The title of the episode, “Failed Experiments,” can refer to several different things in the shadow of Daisy’s maxim. It can refer to Hive, who was designed to be a weapon, and subsequently abused and tortured until he turned into this all-encompassing demigod. But Hive rebelled and now wants to bring the whole world into the fold. Despite the seemingly evil nature of his plot, he means well by it. He intends it as an attempt to effect harmony and even peace.
It can also be Daisy, who was meant to realize her potential under Coulson and has suffered a lifetime’s worth of hardships since she joined his team. But she’s also come out on the other end of those hardships a stronger, more confident and capable person.
It can be S.H.I.E.L.D. as a whole, an organization founded to protect the innocent and defend the world, which nevertheless found itself consumed from within by a cancer that tainted every good thing it had tried to do. Then, from those ashes, it was reformed by our heroes and meant to become something different, something better.

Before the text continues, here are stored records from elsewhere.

Issue #6729, opened 2018-10-23
Initialize the client with a predictable Redux state object


kumar303:
For sanity, we should initialize the client (i.e. rendered HTML) with a predictable Redux state object.

**For QA**: This change could affect the entire app but only for the first page load. Please test as much as possible with this approach:
* Load the site, navigate to another page
* Click the browser refresh button
* Make sure the page looks correct after refresh
* Navigate somewhere else, click refresh, verify, and repeat...

<hr />

How is the current Redux state object unpredictable, you ask? Well, let me begin by *mourning the hours of my life lost to this bug*. Thanks, let's continue. You can see it in action like this:

* Go to https://addons-dev.allizom.org/en-US/firefox/addon/icloud-test-dev/ in Chrome so you can use Redux Devtools. Be sure to load the URL directly instead of navigating there from another page.
* With Redux Devtools, select the `@@INIT` action and open the *State* tab to see the initial state that the page was loaded with.
* Open up `addonsByAuthors` and you should see something like: `loadingFor: { ValentinaDDD-extension: true }`. 

This means the client will think it's in a loading state **yet nothing will ever load**! 

If you use the logger from https://github.com/mozilla/addons-frontend/pull/6724 then you'll see how the final server render dispatches `FETCH_ADDONS_BY_AUTHORS` just quick enough to modify state before `ServerHtml` renders its HTML.

Funny enough, the `AddonsByAuthors` component does not check if data has already been loaded or is in the process of loading before [beginning to load data](https://github.com/mozilla/addons-frontend/blob/5e45570bdd5f27db987a62385297e0b332ae97d8/src/amo/components/AddonsByAuthorsCard/index.js#L97). Hmm, I wonder if there is a trail of tears behind that decision! All other components would have trouble here because it would be impossible to know if it is safe to begin loading data or not.

ioanarusiczki:
I tested this on a new profile, loaded AMO dev with FF62(Win10), went on another site then returned and refreshed AMO (mostly I used links that redirect from AMO to other pages). The homepage reloads without any layout issues.
![issue with refreshing page](https://user-images.githubusercontent.com/33448286/47421809-08ecde80-d78a-11e8-8b4e-fe9525352521.gif)

willdurand:
@ioanarusiczki I am marking this issue as "qa: extra" because we need to repeat the STR for all pages of AMO. This change is rather critical.

ioanarusiczki:
[...]

PR #6730, opened 2018-10-23
Initialize the client with a predictable app state

kumar303:
Fixes https://github.com/mozilla/addons-frontend/issues/6729 by serializing the application state immediately after all sagas have finished and *before* the final application component begins rendering. 

This ensures that the client always has a predictable app state. In other words, we already know that we only get *one* chance to load data: the first render and any saga that was triggered by it. This patch makes that implementation detail predictable. 

Before this patch, the constructors of components in the *second* render might have been able to modify the initial state, depending on timing. I don't know if any page was relying on that buggy behavior but I tested cold loads of many pages with this patch and they seem to work.

The steps in https://github.com/mozilla/addons-frontend/issues/6729 for reproducing the bug are no longer possible after this patch. I no longer see the page render in an infinite loading state.

### DIFF
--- a/src/core/components/ServerHtml/index.js
+++ b/src/core/components/ServerHtml/index.js
@@ -15,6 +15,7 @@ const JS_CHUNK_EXCLUDES = new RegExp(
 export default class ServerHtml extends Component {
   static propTypes = {
     appName: PropTypes.string.isRequired,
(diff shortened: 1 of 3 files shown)


willdurand:
let's merge this asap, so that QA can make sure nothing goes wrong.

PR #6739, opened 2018-10-24
Extract a CategoryHead component

### LINKED ISSUE #6738: Extract a CategoryHead component
In order to add new `meta` tags to the category pages (#5767), let's create a `CategoryHead` component that is similar to the `AddonHead` component. This new component will contain all the `Helmet` logic for a category page.

For QA: the category pages should have correct HTML titles and `canonical` links (in the HTML).

willdurand:
Fixes #6738

### DIFF
--- a/src/amo/components/CategoryHead/index.js
+++ b/src/amo/components/CategoryHead/index.js
@@ -15,7 +15,6 @@ import type { I18nType } from 'core/types/i18n';
 
 type Props = {|
   category: CategoryType | null,
-  type: 'extension' | 'theme',
 |};
 
 type InternalProps = {|
@@ -27,12 +26,12 @@ type InternalProps = {|
 
 export class CategoryHeadBase extends React.PureComponent<InternalProps> {
   getPageTitle() {
-    const { category, i18n, type } = this.props;
+    const { category, i18n } = this.props;
 
     invariant(category, 'category is required');
 
     let title;
-    switch (type) {
+    switch (category.type) {
       case ADDON_TYPE_EXTENSION:
         title = i18n.gettext('%(categoryName)s – Extensions');
         break;
--- a/src/amo/components/CategoryHead/index.js
+++ b/src/amo/components/CategoryHead/index.js
@@ -1,0 +1,99 @@
+/* @flow */
+import config from 'config';
+import invariant from 'invariant';
+import * as React from 'react';
+import Helmet from 'react-helmet';
+import { connect } from 'react-redux';
+import { compose } from 'redux';
+
+import { getCanonicalURL } from 'amo/utils';
+import { ADDON_TYPE_EXTENSION, ADDON_TYPE_THEME } from 'core/constants';
+import translate from 'core/i18n/translate';
+import type { AppState } from 'amo/store';
+import type { I18nType } from 'core/types/i18n';
+
+type CategoryType = {|
+  application: string,
+  description: string,
+  id: number,
+  misc: boolean,
+  name: string,
+  slug: string,
+  type:
+    | 'extension'
+    | 'theme'
+    | 'dictionary'
+    | 'search'
+    | 'language'
+    | 'persona',
+  weight: number,
+|};
+
+type Props = {|
+  category: CategoryType | null,
+  type: 'extension' | 'theme' | null,
+|};
+
+type InternalProps = {|
+  ...Props,
+  _config: typeof config,
+  i18n: I18nType,
+  locationPathname: string,
+|};
+
+export class CategoryHeadBase extends React.PureComponent<InternalProps> {
+  getPageTitle() {
+    const { category, i18n, type } = this.props;
+
+    invariant(category, 'category is required');
+
+    let title;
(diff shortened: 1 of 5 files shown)


src/amo/components/CategoryHead/index.js
```diff
@@ -0,0 +1,99 @@
...
+  misc: boolean,
+  name: string,
+  slug: string,
+  type:
+    | 'extension'
+    | 'theme'
+    | 'dictionary'
+    | 'search'
+    | 'language'
+    | 'persona',
```
rebmullin: do we need all of these types? on the current category pages, I only show extension and persona? let me know if I am missing something..

src/amo/components/CategoryHead/index.js
```diff
@@ -0,0 +1,99 @@
...
+import { ADDON_TYPE_EXTENSION, ADDON_TYPE_THEME } from 'core/constants';
+import translate from 'core/i18n/translate';
+import type { AppState } from 'amo/store';
+import type { I18nType } from 'core/types/i18n';
+
+type CategoryType = {|
+  application: string,
+  description: string,
+  id: number,
+  misc: boolean,
```
rebmullin: hmm..I wonder what "misc" is for?

src/amo/components/CategoryHead/index.js
```diff
@@ -0,0 +1,99 @@
...
+    | 'dictionary'
+    | 'search'
+    | 'language'
+    | 'persona',
+  weight: number,
+|};
+
+type Props = {|
+  category: CategoryType | null,
+  type: 'extension' | 'theme' | null,
```
rebmullin: will type ever be null?

src/amo/components/CategoryHead/index.js
rebmullin: I see...maybe this is for the "other" category..

willdurand: that's part of the API response: https://addons-server.readthedocs.io/en/latest/topics/api/categories.html#get--api-v4-addons-categories-

src/amo/components/CategoryHead/index.js
willdurand: The API returns more categories than that, I, listed all thd types mentioned in https://addons-server.readthedocs.io/en/latest/topics/api/categories.html#get--api-v4-addons-categories-

src/amo/components/CategoryHead/index.js
willdurand: I am not sure, maybe not. Let me change that

src/amo/components/CategoryHead/index.js
```diff
@@ -0,0 +1,83 @@
...
+
+    let title;
+    switch (type) {
+      case ADDON_TYPE_EXTENSION:
+        title = i18n.gettext('%(categoryName)s – Extensions');
+        break;
+      case ADDON_TYPE_THEME:
+        title = i18n.gettext('%(categoryName)s – Themes');
+        break;
+      default:
```
rebmullin: will the default ever hit if type is always defined? Maybe this could be an if / else?

src/amo/components/CategoryHead/index.js
```diff
@@ -0,0 +1,83 @@
...
+import { getCanonicalURL } from 'amo/utils';
+import { ADDON_TYPE_EXTENSION, ADDON_TYPE_THEME } from 'core/constants';
+import translate from 'core/i18n/translate';
+import type { AppState } from 'amo/store';
+import type { CategoryType } from 'amo/types/categories';
+import type { I18nType } from 'core/types/i18n';
+
+type Props = {|
+  category: CategoryType | null,
+  type: 'extension' | 'theme',
```
rebmullin: shouldn't type be extension or persona?

src/amo/components/CategoryHead/index.js
willdurand: This is more future-proof.

src/amo/components/CategoryHead/index.js
willdurand: Indeed, but I guess we could even remove this prop. Each category has a `type`.

rebmullin: yep that's better 👍

src/amo/components/CategoryHead/index.js
```diff
@@ -0,0 +1,82 @@
...
+  _config: typeof config,
+  i18n: I18nType,
+  locationPathname: string,
+|};
+
+export class CategoryHeadBase extends React.PureComponent<InternalProps> {
+  getPageTitle() {
+    const { category, i18n } = this.props;
+
+    invariant(category, 'category is required');
```
rebmullin: isn't this covered by this check below:

```javascript
if (!category) {
  return null;
}
```

willdurand: It is but Flow does not get it, that's why I use an `invariant` call here.

willdurand:
Thanks!

Issue #6717, opened 2018-10-23
Make the user object available to SSR rendered components


kumar303:
### Describe the problem and steps to reproduce it:

* Create a component that waits for `siteUser` (e.g. [`getCurrentUser(state.users)`](https://github.com/mozilla/addons-frontend/blob/a02777625bb33f8eebff8eea38420e6b11c845f6/src/amo/reducers/users.js#L374)) before it dispatches a loading action
* Create a page requiring that component to load all its data on the server, before a response is written

### What happened?

This is not possible because `siteUser` does not predictably load before the [first server render](https://github.com/mozilla/addons-frontend/blob/44a07385698e25abad6247cb4ac8bbb53edd0642/src/core/server/base.js#L363)

### What did you expect to happen?

It should be possible to rely on `siteUser` when loading data in a server response.

### Anything else we should know?

* SSR data loading is already very fragile. We only get *one* render cycle to dispatch all loading sagas. Really, we need a holistic fix to this that lets us load all necessary data on the server in a predictable manner. Fixing this would be a big architectural change.
* Instead of loading `currentUser` [in a saga](https://github.com/mozilla/addons-frontend/blob/a02777625bb33f8eebff8eea38420e6b11c845f6/src/amo/sagas/users.js#L22) (which is triggered [right after parsing the cookie](https://github.com/mozilla/addons-frontend/blob/44a07385698e25abad6247cb4ac8bbb53edd0642/src/core/server/base.js#L309)), we could use a promise and make sure this promise completes before the first render. This would be a quick fix but it may have performance implications.

kumar303:
For context, I ran into this when trying to render user review permissions on the server for https://github.com/mozilla/addons/issues/526 . However, I am able to just load the necessary data on the client.

bobsilverberg:
Kumar and I discussed this a bit at ReactConf, although we didn't discuss any possible solutions. I think we agreed that we should discuss this as a group at the next all-hands, discussing the problems and challenges we face with our current approach and possible soltuions.

kumar303:
It would be nice if we could think of a non-drastic solution, one that worked with our current saga strategy. My only idea for that is to keep rendering the app in a loop until it stops triggering sagas. Ha! 

Another nice thing would be to load data on the server exactly how we load it on the client (however we decide to do it).

@willdurand I think you had some ideas around this?

PR #6745, opened 2018-10-25
Let unlisted add-on owners/developers reply to reviews

kumar303:
Fixes https://github.com/mozilla/addons/issues/526

Originally I wanted to modify the current [`fetchReviews`](https://github.com/mozilla/addons-frontend/blob/12ad39894c60fa462ce06edb8b60029d8e029d5a/src/amo/pages/AddonReviewList/index.js#L128-L137) call but this is complicated because I can't depend on `siteUser` (https://github.com/mozilla/addons-frontend/issues/6717). My current patch just introduces a separate dispatch which is fine, I guess. We could fix it up later.

### DIFF
--- a/src/amo/components/AddonReviewCard/index.js
+++ b/src/amo/components/AddonReviewCard/index.js
@@ -71,6 +71,7 @@ type InternalProps = {|
   i18n: I18nType,
   replyingToReview: boolean,
   siteUser: UserType | null,
+  siteUserCanManageReplies: boolean,
   siteUserHasReplyPerm: boolean,
   submittingReply: boolean,
 |};
@@ -283,11 +284,6 @@ export class AddonReviewCardBase extends React.Component<InternalProps> {
     return i18n.gettext('Keep review');
   }
 
-  siteUserCanManageReplies() {
-    const { siteUserCanReply, siteUserHasReplyPerm } = this.props;
-    return siteUserCanReply || siteUserHasReplyPerm;
-  }
-
   renderReply() {
     const {
       addon,
@@ -354,6 +350,7 @@ export class AddonReviewCardBase extends React.Component<InternalProps> {
       showControls,
       showRating,
       siteUser,
+      siteUserCanManageReplies,
       slim,
     } = this.props;
 
@@ -408,7 +405,7 @@ export class AddonReviewCardBase extends React.Component<InternalProps> {
       review &&
       siteUser &&
       (review.userId === siteUser.id ||
-        (this.isReply() && this.siteUserCanManageReplies()));
+        (this.isReply() && siteUserCanManageReplies));
 
     const controls = controlsAreVisible ? (
       <div className="AddonReviewCard-allControls">
@@ -455,7 +452,7 @@ export class AddonReviewCardBase extends React.Component<InternalProps> {
         !replyingToReview &&
         !review.reply &&
         !this.isReply() &&
-        this.siteUserCanManageReplies() &&
+        siteUserCanManageReplies &&
         siteUser &&
         review.userId !== siteUser.id ? (
           <a
@@ -559,13 +556,16 @@ export function mapStateToProps(state: AppState, ownProps: Props) {
     }
   }
 
+  const siteUserHasReplyPerm = hasPermission(state, ADDONS_EDIT);
+
   return {
     beginningToDeleteReview,
     deletingReview,
     editingReview,
     replyingToReview,
     siteUser: getCurrentUser(state.users),
-    siteUserHasReplyPerm: hasPermission(state, ADDONS_EDIT),
+    siteUserCanManageReplies: ownProps.siteUserCanReply || siteUserHasReplyPerm,
+    siteUserHasReplyPerm,
     submittingReply,
   };
 }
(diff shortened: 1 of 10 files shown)


src/amo/components/AddonReviewCard/index.js
```diff
@@ -285,22 +284,8 @@ export class AddonReviewCardBase extends React.Component<InternalProps> {
...
-      return _siteUserCanManageReplies();
-    }
-    if (!siteUser) {
-      return false;
-    }
-    return (
-      isAddonAuthor({ addon, userId: siteUser.id }) || siteUserHasReplyPerm
-    );
+    const { siteUserCanReply, siteUserHasReplyPerm } = this.props;
+    return siteUserCanReply || siteUserHasReplyPerm;
```
willdurand: I believe this could live in an injected prop instead of a method now.

src/amo/pages/AddonReviewList/index.js
```diff
@@ -63,7 +71,8 @@ type InternalProps = {|
   pageSize: number | null,
   reviewCount?: number,
   reviews?: Array<UserReviewType>,
-  areReviewsLoading: boolean,
+  siteUser: UserType | null,
+  siteUserCanReplyToReviews: ?boolean,
```
willdurand: Can you use `| void` instead? I like it better because it clearly shows that `undefined` as a value is important (which seems to be the case in `componentDidMount()`). `null` is [allowed here](https://flow.org/en/docs/types/maybe/), and it is not clear to me whether it is wanted.

That being said, do you use `undefined` here because the selector returns `undefined`? I don't really like this mix of values vs undefined vs null. I especially don't like `undefined` because if you forget a `return` or something, Flow won't complain.

We should really think about using a solid [Option/Maybe lib](https://github.com/alexanderjarvis/maybe)...

</ rant >

tests/unit/amo/pages/TestAddonReviewList.js
```diff
@@ -692,6 +714,129 @@ describe(__filename, () => {
...
+      expect(items).toHaveLength(2);
+
+      expect(items.at(0)).toHaveProp('siteUserCanReply', true);
+      expect(items.at(1)).toHaveProp('siteUserCanReply', true);
+    });
+
+    it('passes siteUserCanReply to FeaturedAddonReview', () => {
+      const reviewId = 8765;
+      const addon = { ...fakeAddon };
+      dispatchAddon(addon);
```
willdurand: This should really be called `_loadAddonResults()`

tests/unit/amo/pages/TestAddonReviewList.js
```diff
@@ -692,6 +714,129 @@ describe(__filename, () => {
...
+      dispatchAddonReviews({ reviews: [{ ...fakeReview }] });
```
willdurand: and this `_setAddonReviews()`

tests/unit/amo/pages/TestAddonReviewList.js
```diff
@@ -91,6 +98,21 @@ describe(__filename, () => {
     store.dispatch(action);
   };
 
+  const dispatchUserReviewPermissions = ({
```
willdurand: We can probably call this function: `_signInUserAndSetReviewPermissions`

src/amo/pages/AddonReviewList/index.js
kumar303: Whoops, the question mark type was not intended. We could benefit from a lint rule to disallow question mark types in favor of explicit `null` and/or `void` types but there is a lot of existing code to fix.

> do you use undefined here because the selector returns undefined? I don't really like this mix of values vs undefined vs null.

I was allowing `undefined` because the reducer sets `canReplyToReviews` to `undefined` before it has been fetched it from the API. That is a pattern I'm used to: `undefined` usually means it has *not* been fetched from the API whereas `null` means it has been fetched from the API and does not exist. However, that isn't relevant here since the API result will always be a `boolean`. Thus, I changed this initialization to `null`.

>  I especially don't like undefined because if you forget a return or something, Flow won't complain.

If you unintentionally omit a return value from a function, Flow or lint usually complains. Lint will complain about inconsistent return values and Flow will complain if the returned value doesn't match another input type. But, yeah, JavaScript. I changed the initialization to `null` as suggested.

> We should really think about using a solid Option/Maybe lib...

I would rather stick to primitives, if we can. I think with Flow coverage it's pretty safe to make comparisons to primitives. We could clean up our consistency for how we do it, though.

willdurand: > That is a pattern I'm used to: `undefined` usually means it has _not_ been fetched from the API whereas `null` means it has been fetched from the API and does not exist.

The problem with this "pattern" is that it is your pattern, and no one is supposed to know it because I don't think it is documented or enforced. I know it because you left comments in the past, but contributors or other developers might not know it.

A lib for true Option/Maybe types would allow us to introduce this pattern (pretty much) in an robust and explicit manner.

kumar303: Yes, we definitely need to improve our docs for which patterns we use on the site. However, anyone who has tried to build an SSR compliant loading state on AMO should know the pattern by now.

kumar303:
Thanks for the review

And it can be Agents of S.H.I.E.L.D. itself, a series that was initially created as a monster-of-the-week affair, intended to tie into the cinematic juggernaut that spawned it, earning little acclaim or success in the process. Yet it emerged from the rubble of that initial idea as a show that has its highs and lows, but which evolved to stand on its own, with enough thematic chutzpah to bring these questions to the fore, even if they emerge in the spaces between fistfights among genetically-engineered villains and extraterrestrial enforcers. These are all accidents, unforeseen elements that weren’t part of the plan or the mission, that nevertheless became something worthwhile.
Odds and Ends
– The episode did manage to work in an oblique but still pretty obvious reference to Civil War, even if there weren’t the same sort of overt tie-ins to the year’s big Marvel film like there have been in prior seasons.
– I’ve generally liked the way Brett Dalton’s played Hive, but here he got a little too Bond villain-y, and dare I say, vaguely Frank Underwood-esque in his demeanor.
– Fitz and Simmons are still adorable, even when they’re just busting on Simmons’s ex-boyfriend.
– Lincoln’s “I’m tired of arguing” line followed by him jamming the needle into his arm was the cheesiest, most predictable moment in the episode. I’m not a fan of the character in general, but the writing’s not doing him any favors.
– James continues to be a bright spot with his scruffy if eye-roll-worthy charms. Pairing him with May for a few scenes was a great choice, and her instant pool cue beat down as soon as she got the information she needed was the icing on the cake.
– I appreciate the unique nature of Hive’s goals here, though I have to admit it reminds me a great deal of Jasmine from Angel.